Перед магазином остановился «форд», из него вышел какой-то старик и по деревянному настилу перед крыльцом вошел в помещение.

– Открой мне бутылочку, Эббот, – сказал человек.

– Судья Гармон, – сказал бакалейщик, – я хочу представить вам трех самых храбрых калифорнийцев.

Бакалейщик указал на Джо, и тот представился:

– Джозеф Беттенкурт, я говорю по-португальски.

– Стефан Л. Гармон, – ответил судья. – Я немного говорю по-французски.

Бакалейщик показал на моего кузена Мурада, и Мурад сказал:

– Мурад Гарогланян.

– На каком языке вы говорите? – спросил судья.

– На армянском, – ответил мой кузен Мурад.

Бакалейщик открыл и подал судье бутылку, тот поднес ее к губам, сделал три глотка, ударил себя в грудь и сказал:

– Я чрезвычайно горд, что познакомился с калифорнийцем, который говорит по-армянски.

Бакалейщик указал на меня.

– Арам Гарогланян, – сказал я.

– Вы братья? – спросил судья.

– Двоюродные.

– Все равно. Теперь, Эббот, разрешите узнать, по какому поводу эта пирушка и ваше поэтическое волнение, если только это не бред?

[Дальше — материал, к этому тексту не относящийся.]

PR #390, opened 2021-02-02
feat(tmp): Add openshift-redhat-marketplace in nss CR.

horis233:
We can remove it after we can input the namespace from OperandRegistry into the nss CR.

### DIFF
--- a/controllers/constant/namespace.go
+++ b/controllers/constant/namespace.go
@@ -26,6 +26,7 @@ metadata:
 spec:
   namespaceMembers:
   - placeholder
+  - openshift-redhat-marketplace
 ---
 apiVersion: operator.ibm.com/v1
 kind: NamespaceScope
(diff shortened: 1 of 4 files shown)


Daniel-Fan (approved):
/lgtm

pgodowski:
thanks. do we want also to add `kube-system` same way?

controllers/constant/namespace.go
```diff
@@ -26,6 +26,7 @@ metadata:
 spec:
   namespaceMembers:
   - placeholder
+  - openshift-redhat-marketplace
```
pgodowski, line 29: do we want to add `kube-system` same way?

horis233:
@pgodowski 
We can add `kube-system` in 1Q and remove them after we can get namespaces from the OperandRegistry in the fixpack.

– Вот эти ребята только что пришли сюда после того, как показали той старой реке, – пояснил бакалейщик.

Судья сделал еще три глотка, три раза неторопливо ударил себя в грудь и переспросил:

– После чего?

– Они только что явились после купания.

– И никого из вас не знобит? – спросил судья.

– Знобит? – сказал Джо. – Мы не больны.

– Больны? – бакалейщик громко расхохотался. – Судья, эти ребята голыми ныряли в черную зимнюю воду и пришли сюда пылающие летним теплом.

Мы доели бобы и хлеб. Нам очень хотелось пить, но мы боялись показаться назойливыми, попросив по стакану воды. Я, во всяком случае, боялся, но Джо не стал долго думать.

– Мистер Эббот, – сказал он, – можно нам воды?

– Воды? – спросил бакалейщик. – Вода существует для того, чтобы в ней плавали.

Он достал три бумажных стакана, подошел к маленькому бочонку с краном и наполнил стаканы светлой золотистой жидкостью.

– А это вам, ребята, пейте на здоровье. Пейте солнечный, еще не бродивший сок золотого яблока.

Судья налил бакалейщику из своей бутылки, после чего поднес ее к губам и сказал:

– Ваше здоровье, джентльмены.

– Да, сэр, – оказал Джо.

Мы выпили.

Судья закрыл бутылку, сунул в задний карман, внимательно посмотрел на нас, словно собирался запомнить на весь остаток своей жизни и сказал:

– До свидания, джентльмены. Суд открывается через полчаса. Мне нужно вынести приговор человеку, который говорит, что он не украл, а позаимствовал у другого лошадь. Говорит он по-испански. А тот другой, который утверждает, что лошадь была украдена, говорит по-итальянски. Итак, до свидания.

– До свидания.

Одежда уже почти высохла, но дождь все лил.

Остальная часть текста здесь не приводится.